To report the first use of Descemet stripping automated endothelial keratoplasty (DSAEK) for spontaneous Descemet membrane detachment in a patient with osteogenesis imperfecta (OI), keratoconus, and acute bullous keratopathy. A case report of a 25-year-old man with OI and symptomatic unilateral bullous keratopathy secondary to spontaneous Descemet membrane detachment is described. The patient presented with acute loss of vision in his right eye and was noted on slit-lamp examination to have a totally detached and taut Descemet membrane, spanning the anterior chamber. This diagnosis was confirmed with an anterior segment OCT (Visante; Carl Zeiss Meditec, Dublin, CA).

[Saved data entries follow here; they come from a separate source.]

PR #352, opened 2026-02-09
Add back support for UTE slew ramps

chaithyagr:
We are getting back slew ramps which was closed earlier #330

### DIFF
--- a/.github/workflows/opencode.yml
+++ b/.github/workflows/opencode.yml
@@ -25,8 +25,6 @@ jobs:
         env:
           GITHUB_TOKEN: ${{ secrets.GITHUB_TOKEN }}
         run: |
-          # We use 'opencode run' to feed the issue body to the agent.
-          # The 'build' agent has the ability to write files and use git.
           opencode run "Fix this issue: ${{ github.event.issue.title }}. Context: ${{ github.event.issue.body }}. 
-          Create a new branch, commit the fix, and open a pull request." --agent build
+          Create a new branch, commit the fix, and open a pull request. DO NOT EXIT until the entire task is completed" --agent build
 
--- a/.github/workflows/opencode.yml
+++ b/.github/workflows/opencode.yml
@@ -21,6 +21,7 @@ jobs:
           persist-credentials: true 
 
       - name: Run OpenCode Fix
+        timeout-minutes: 60  # Explicitly allow up to 1 hour
         env:
           GITHUB_TOKEN: ${{ secrets.GITHUB_TOKEN }}
         run: |
--- a/.github/workflows/opencode.yml
+++ b/.github/workflows/opencode.yml
@@ -27,7 +27,7 @@ jobs:
 
         run: |
           opencode run "TASK: Fix the issue: ${{ github.event.issue.title }}.
-          
+          CONTEXT:  ${{ github.event.issue.body }} 
           STRICT WORKFLOW:
           0. Understand what needs to be done
           1. Create branch: feat/fix-${{ github.event.issue.number }}
--- a/.github/workflows/opencode.yml
+++ b/.github/workflows/opencode.yml
@@ -1,0 +1,31 @@
+name: OpenCode Auto-Fix
+on:
+  issues:
+    types: [labeled]
+
+jobs:
+  opencode-agent:
+    if: github.event.label.name == 'fix-it'
+    runs-on: self-hosted # Crucial: tells GitHub to use your local machine
+    permissions:
+      contents: write
+      pull-requests: write
+      issues: write
+
+    steps:
+      - name: Checkout Repository
+        uses: actions/checkout@v4
+        with:
+          fetch-depth: 0
+          # Allow the runner to push changes back
+          persist-credentials: true 
+
+      - name: Run OpenCode Fix
+        env:
+          GITHUB_TOKEN: ${{ secrets.GITHUB_TOKEN }}
+        run: |
+          # We use 'opencode run' to feed the issue body to the agent.
+          # The 'build' agent has the ability to write files and use git.
+          opencode run "Fix this issue: ${{ github.event.issue.title }}. Context: ${{ github.event.issue.body }}. 
+          Create a new branch, commit the fix, and open a pull request." --agent build
+
--- a/.github/workflows/opencode.yml
+++ b/.github/workflows/opencode.yml
@@ -24,7 +24,18 @@ jobs:
         timeout-minutes: 60  # Explicitly allow up to 1 hour
         env:
           GITHUB_TOKEN: ${{ secrets.GITHUB_TOKEN }}
+
         run: |
-          opencode run "Fix this issue: ${{ github.event.issue.title }}. Context: ${{ github.event.issue.body }}. 
-          Create a new branch, commit the fix, and open a pull request. DO NOT EXIT until the entire task is completed" --agent build
+          opencode run "TASK: Fix the issue: ${{ github.event.issue.title }}.
+          
+          STRICT WORKFLOW:
+          1. Create branch: feat/fix-${{ github.event.issue.number }}
+          2. Apply code changes.
+          3. Stage changes using 'git add'.
+          4. Commit changes using 'git commit -m \"fix: ${{ github.event.issue.title }}\"'.
+          5. Push to origin.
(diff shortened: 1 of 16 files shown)


paquiteau (commented):
Some high-level discussion before diving into the code: 

- How does this compare to [`patch_center_anomaly`](https://mind-inria.github.io/mri-nufft/generated/_autosummary/mrinufft.trajectories.gradients.patch_center_anomaly.html#mrinufft.trajectories.gradients.patch_center_anomaly) and what should be done with this function then ? 
- Examples please :) 
- Tests could also be added, but that is less important (we mostly test trajectories with examples anyways)

- I am not a huge fan of the decorator proposed here in its current form. There should be at least some documentation added to the function (as we did for the `@with_numpy/cupy/torch` decorators). 

- Extra care should be taken when modifying the input arguments of the trajectories (changing `Ns` for instance will have a broader impact with repercussion outside the center, changing the bandwith of acquisition and the density of points).

src/mrinufft/trajectories/tools.py
```diff
@@ -1139,3 +1146,146 @@ def get_packing_spacing_positions(
...
+    -------
+    Callable
+        A decorator that modifies the trajectory function to include
+        slew rate ramps.
+
+    Notes
+    -----
+    - The decorator modifies the trajectory function to ensure that the
+        gradients at the specified `ramp_to_index` are adjusted to comply with
+        the maximum slew rate and gradient amplitude constraints.
```
paquiteau: repetition of the description of the function

src/mrinufft/trajectories/tools.py
```diff
@@ -1139,3 +1146,146 @@ def get_packing_spacing_positions(
...
+    method: str = "lp-minslew",
+    acq: Acquisition | None = None,
+) -> NDArray:
+    traj = func(**func_kwargs)
+    acq = acq or Acquisition.default
+    unnormalized_traj = unnormalize_trajectory(traj, acq=acq)
+    gradients, initial_positions = convert_trajectory_to_gradients(traj, acq=acq)
+    gradients_to_reach = gradients[:, ramp_to_index]
+    # Calculate the number of time steps for ramps
+    min_length = min_length_connection(
```
paquiteau: some gracefull handling of errors is probably required here, i.e advise the user to use a larger ramp_to_index. Or maybe we loop until we go to far away (for instance 10% of KMAX ? )

src/mrinufft/trajectories/tools.py
```diff
@@ -1139,3 +1146,146 @@ def get_packing_spacing_positions(
...
+
+def _add_slew_ramp_to_traj_func(
+    func: Callable,
+    func_kwargs: dict,
+    ramp_to_index: int,
+    method: str = "lp-minslew",
+    acq: Acquisition | None = None,
+) -> NDArray:
+    traj = func(**func_kwargs)
+    acq = acq or Acquisition.default
```
paquiteau: I think some check should be done to see if the trajectory is already hardware compliant. If so, no need for all the following.

src/mrinufft/trajectories/tools.py
```diff
@@ -1139,3 +1146,146 @@ def get_packing_spacing_positions(
...
+    )
+    # Update the Ns of the trajectory to ensure we still give
+    # same Ns as users expect. We use extra 2 points as buffer.
+    n_slew_ramp = min_length + 2
+    func_kwargs["Ns"] -= n_slew_ramp - ramp_to_index
+    new_traj = func(**func_kwargs)
+    # Re-calculate the gradients
+    unnormalized_traj = unnormalize_trajectory(new_traj, acq=acq)
+    gradients, initial_positions = convert_trajectory_to_gradients(new_traj, acq=acq)
+    gradients_to_reach = gradients[:, ramp_to_index]
```
paquiteau: Careful, those are not the same condition as before for estimating the number of points. 

I don't like that it recomputes a new trajectory here, this could bypass the deal made with the user.

paquiteau (changes requested):

chaithyagr:
Can we merge this soon @paquiteau ? While i do think we disagree on things and I surely agree there are corner cases which we potentially mjiss currently, I believe this is better than nothing which is the current state. WDYT? If you agree, I will rebase changes and then this could be merged.

.github/workflows/opencode.yml
paquiteau, line 1: I don't think this belong here, we can discuss agent integration in another thread/issue/pr

src/mrinufft/operators/autodiff.py
paquiteau, line 1: This should not be in this pr as well, we are already handling this in #370

src/mrinufft/operators/base.py
paquiteau, line 1: same, #370 is the place for this

src/mrinufft/trajectories/tools/slew_ramp.py
```diff
@@ -0,0 +1,147 @@
...
+        acq=acq,
+        N=n_slew_ramp,
+        method=method,
+    )[:, :-1]
+    ramp_up_traj = convert_gradients_to_trajectory(
+        gradients=ramp_up_gradients,
+        initial_positions=initial_positions,
+        acq=acq,
+    )
+    return np.hstack([ramp_up_traj, new_traj[:, ramp_to_index:]])
```
paquiteau, line 63: I think it would make more sense to first stitch the gradients waveforms, and then integrate to get the trajectory, this is closer to the physics, and probably saves you from offset errors.

src/mrinufft/trajectories/tools/slew_ramp.py
```diff
@@ -0,0 +1,147 @@
...
+
+
+def add_slew_ramp(
+    func: Callable | None = None,
+    ramp_to_index: int = 5,
+    acq: Acquisition | None = None,
+    slew_ramp_disable: bool = False,
+    method: str = "lp-minslew",
```
paquiteau, line 71: `"auto"` would be a better default here. (it will use `osqp` if available, and `lp-minslew` otherwise)

src/mrinufft/trajectories/tools/slew_ramp.py
```diff
@@ -0,0 +1,147 @@
...
+        acq=acq,
+    )
+    return np.hstack([ramp_up_traj, new_traj[:, ramp_to_index:]])
+
+
+def add_slew_ramp(
+    func: Callable | None = None,
+    ramp_to_index: int = 5,
+    acq: Acquisition | None = None,
+    slew_ramp_disable: bool = False,
```
paquiteau, line 70: invert the inverted logic, just use `slew_ramp = True`

src/mrinufft/trajectories/tools/slew_ramp.py
paquiteau, line 71: also `method` is quite a generic argument name, that could clash with existing args. I would recommend making it a "private" argument, like `_slew_ramp_method`.

src/mrinufft/trajectories/tools/slew_ramp.py
```diff
@@ -0,0 +1,147 @@
...
+        gradients at the specified `ramp_to_index` are adjusted to comply with
+        the maximum slew rate and gradient amplitude constraints.
+    - If `slew_ramp_disable` is set to True, the trajectory function will
+        return the trajectory as is, without applying any slew ramps.
+    """
+
+    def decorator(trajectory_func):
+        sig = inspect.signature(trajectory_func)
+
+        @wraps(trajectory_func)
```
paquiteau, line 119: Since we modify the signature of the function, the docstring of the function should also be modified. We have done similar thing with the `with_<array>` decorator.

paquiteau (changes requested):
Thanks for reviving this ! 

First, There is some cleanup to do to avoid conflicts down the road. 

I do agree that slew ramp are an issue, and the proposed method is in fact a good solution, but I don't know if we should enforce it directly via the proposed decorator approach. 

In the API we already have `patch_center_anomaly` which does some similar thing, by working like a "manual" decorator. This might be a lighter /simpler approach here. 

Therefore I feel we could take a similar approach here, and add extensive documentation: in the docstring themselves, via a lightweight docstring decorator, and more broadly in #372.

PR #361, opened 2026-02-24
Add submodules to trajectories

Daval-G:
Just re-organizing the trajectory module to split the huge files that are `trajectory2D.py`, `trajectory3D.py`, `tools.py` and making sense of `display.py` & `display3D.py`. We already had started passively putting new trajectories aside but it was time to do it for old ones too.

Unit tests are coming but I thought it would be simpler to first move stuff around without changing anything else


paquiteau:
Well this is something I was always a bit afraid to do :D Thanks for this ! there is a missing import in the example (see the CI) otherwise. Let's also trigger a build doc to check how the api documentation behaves with this structure.

paquiteau:
✅ Documentation built! (examples were disabled)
[download the artifact](https://github.com/mind-inria/mri-nufft/actions/runs/22387522589/artifacts/5649546655)

paquiteau (changes requested):
`example_3d_trajectory_display` is failing on missing import

chaithyagr (approved):
LGTM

After an attempt to reattach the Descemet membrane with air bubbling was unsuccessful, the patient underwent successful DSAEK. Seven months postoperatively, his best spectacle-corrected visual acuity was 20/50 compared with his other eye, which was 20/40. There were some central folds in the donor noted immediately postoperatively that have persisted. To the best of our knowledge, this case is the first documented spontaneous Descemet membrane detachment in a patient with OI and probable keratoconus treated successfully with DSAEK. Unlike in classical keratoconus hydrops, medical management is unlikely to resolve a total Descemet membrane detachment. This unusual Descemet membrane detachment was tightly stretched across the anterior chamber without any obvious tear, making simple air or gas bubble apposition impossible. Attempts to tear the Descemet membrane and then bubble led to significant folds. DSAEK was successful in removing the detached Descemet membrane and replacing it with the donor tissue.